Segment Start: Source data

PR #975, opened 2026-06-29
Fix LT-22589: Crash on clicking Item button in custom list

jtmaxwell3:
This fixes https://jira.sil.org/browse/LT-22589.  A PropChanged was called when the Clerk was disposed.  This shouldn't happen.  I fixed it so that at least the PropChanged doesn't crash.

- - -
This change is [Reviewable](https://reviewable.io/reviews/sillsdev/FieldWorks/975)

### DIFF
--- a/Src/xWorks/XWorksViewBase.cs
+++ b/Src/xWorks/XWorksViewBase.cs
@@ -233,6 +233,11 @@ namespace SIL.FieldWorks.XWorks
 			}
 		}
 
+		internal bool ClerkIsDisposed()
+		{
+			return m_clerk?.IsDisposed == true;
+		}
+
 		public IPaneBar MainPaneBar
 		{
 			get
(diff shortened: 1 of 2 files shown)


AndyBlack (approved):

jasonleenaylor:
*[`Src/xWorks/XhtmlRecordDocView.cs` line 191 at r1](https://reviewable.io/reviews/sillsdev/FieldWorks/975#-OwJCzwa7zWntXZhJLHk:-OwJCzwa7zWntXZhJLHl:bovooe6) ([raw file](https://github.com/sillsdev/FieldWorks/blob/e10fdf903c9d545d319befcd7a92b2c477fe30af/Src/xWorks/XhtmlRecordDocView.cs#L191)):*
> ```Smalltalk
> 		public void PropChanged(int hvo, int tag, int ivMin, int cvIns, int cvDel)
> 		{
> 			if (ClerkIsDisposed())
> ```

Combining this test with the if below would be fine, the commit comment will retain the purpose so losing the comment is ok. Not a big deal though.



_Code quote:_
```Smalltalk
			if (ClerkIsDisposed())
```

Segment End: Source data

### Problem requirements
Filter these records, keeping every line where the word "PropChanged" occurs.

### Response to the task
This fixes https://jira.sil.org/browse/LT-22589.  A PropChanged was called when the Clerk was disposed.  This shouldn't happen.  I fixed it so that at least the PropChanged doesn't crash.
> 		public void PropChanged(int hvo, int tag, int ivMin, int cvIns, int cvDel)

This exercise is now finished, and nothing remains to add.